Users will not see the encrypted chat until they open Zoom. Notifications, including those on the lock screen, will state that they have received an encrypted chat message.

Notes:

• When advanced chat encryption is enabled, admins can restrict certain file types from being shared. If a user attempts to share a restricted file type, the system will recognize and block or allow the file based on the configured permissions.
• Admins can disable ACE for their existing and new chats and channels, allowing users to instantly benefit from additional team chat functionality. When ACE is disabled, new messages sent in existing chats and channels are no longer encrypted via ACE. For existing users who had previously disabled ACE, the existing chats and channels that remained ACE-encrypted are unaffected. Additionally, admins can request to remove ACE from these existing encrypted chats and channels through a support ticket.

Troubleshooting failures to decrypt messages

When using advanced chat encryption, there may be situations where a sent message cannot be decrypted and viewed. This is often due to both users not being online at the same time and thus unable to share the key used to decrypt the message.

To resolve such an issue, ensure both users are online, so that the encryption key can be automatically shared between them and the message decrypted.

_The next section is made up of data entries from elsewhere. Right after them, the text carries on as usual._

PR #5428, opened 2024-01-19
feat(metrics-summaries): Handle incomplete metrics summaries

phacops:
Handle having missing fields or null values in metrics summaries.

This reflects what's in the schema better: https://github.com/getsentry/sentry-kafka-schemas/blob/main/schemas/snuba-spans.v1.schema.json#L202-L223.

### DIFF
--- a/rust_snuba/src/processors/metrics_summaries.rs
+++ b/rust_snuba/src/processors/metrics_summaries.rs
@@ -68,7 +68,7 @@ struct FromSpanMessage {
     trace_id: Uuid,
 
     #[serde(default)]
-    #[warn(dead_code)]
+    #[allow(dead_code)]
     parent_span_id: String,
 }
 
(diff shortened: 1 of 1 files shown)


untitaker (approved):
do you want to replicate https://github.com/getsentry/snuba/pull/5402 for metrics-summaries? it will force you to align the json schema with the rust struct (assuming the schema is correct here)

untitaker (approved):

rust_snuba/src/processors/metrics_summaries.rs
```diff
@@ -158,4 +169,48 @@ mod tests {
         process_message(payload, meta, &ProcessorConfig::default())
             .expect("The message should be processed");
     }
+
+    #[test]
+    fn test_missing_values() {
+        let span = br#"{
```
untitaker, line 175: i think if you have a testcase like this it would be best in sentry-kafka-schemas, then it will be implicitly tested

PR #5435, opened 2024-01-19
feat(on-call): Add illegal aggregate function in conditions entity validator

enochtangg:
### Overview
Aggregation functions (e.g. `sum(duration)`) are being found in the WHERE clause of incoming queries to snuba. These should be put in the HAVING clause instead.  Example [sentry issue](https://sentry.sentry.io/issues/4875058423/?project=300688&query=start%3D2024-01-18T11%3A52%3A00%26end%3D2024-01-18T18%3A27%3A17%26groupStatsPeriod%3Dauto&referrer=alerts-related-issues-issue-stream).

This PR is responsible for adding a new built-in entity validator that checks if aggregation functions are being used in the conditions of a query. If an aggregation function expression is found, reject the query.

### Testing
Use runtime config `enable_illegal_aggregate_in_condition_validator` to enable validator.

### DIFF
--- a/snuba/datasets/pluggable_entity.py
+++ b/snuba/datasets/pluggable_entity.py
@@ -3,6 +3,7 @@ from __future__ import annotations
 from dataclasses import dataclass, field
 from typing import Any, List, Mapping, Optional, Sequence
 
+from snuba import state
 from snuba.clickhouse.columns import Column
 from snuba.datasets.entities.entity_data_model import EntityColumnSet
 from snuba.datasets.entities.entity_key import EntityKey
@@ -27,6 +28,7 @@ from snuba.query.validation import FunctionCallValidator
 from snuba.query.validation.validators import (
     ColumnValidationMode,
     EntityContainsColumnsValidator,
+    IllegalAggregateInConditionValidator,
     QueryValidator,
 )
 from snuba.utils.schemas import SchemaModifiers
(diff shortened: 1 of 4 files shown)


snuba/datasets/pluggable_entity.py
```diff
@@ -65,13 +67,20 @@ class PluggableEntity(Entity):
...
                 self.validate_data_model or ColumnValidationMode.ERROR,
             )
         ]
+        enable_illegal_aggregate_validator = state.get_config(
+            "enable_illegal_aggregate_in_condition_validator", 0
+        )
+        assert enable_illegal_aggregate_validator is not None
+        if int(enable_illegal_aggregate_validator) == 1:
+            builtin_validators.append(IllegalAggregateInConditionValidator())
+        return builtin_validators
```
volokluev, line 83: I'd put the killswitch in the validator, not the entity code. That creates a separation of concerns where the entity is responsible for entity stuff and the processor is responsible for itself

snuba/query/validation/validators.py
```diff
@@ -434,3 +438,76 @@ def validate(self, query: Query, alias: Optional[str] = None) -> None:
...
+                function_name=Param(
+                    "aggregate",
+                    Or(self.aggregate_function_names),
+                ),
+                with_optionals=True,
+            ).match(expression)
+            if match is not None:
+                matches.append(match)
+
+            match = FunctionCallMatcher(
```
volokluev, line 482: As far as I understand, this will match on any boolean function. Why is it necessary?

tests/datasets/validation/test_illegal_aggregate_conditions_validation.py
```diff
@@ -0,0 +1,108 @@
...
+                            ),
+                        ),
+                    ),
+                    Literal(None, 42),
+                ),
+            ),
+        ),
+        id="aggregate function in nested condition 1",
+    ),
+    pytest.param(
```
volokluev, line 69: Let's do the negative case as well. Make sure it does not reject a query it's not supposed to

volokluev (commented):
Nice! one comment on my understanding and a test case we should include

snuba/datasets/pluggable_entity.py
enochtangg: Makes sense. Updated!

tests/datasets/validation/test_illegal_aggregate_conditions_validation.py
enochtangg: Added!

snuba/query/validation/validators.py
enochtangg: It matches any boolean function in order to traverse the conditions tree down to the aggregation function. Conditions are almost always nested and chained together with boolean conditions.

volokluev (approved):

It is also possible for the encryption key to be lost, resulting in any advanced chat encrypted messages becoming unrecoverable. For instance, if a message is sent but then the recipient uninstalls the Zoom app before the message is decrypted and viewed, then the encryption key that was used to encrypt the message is lost and cannot be recovered. However, chat messages are only lost if all parties with access to the message lose their encryption keys. As long as a party is still online with access to the messages, the other parties can regain their access.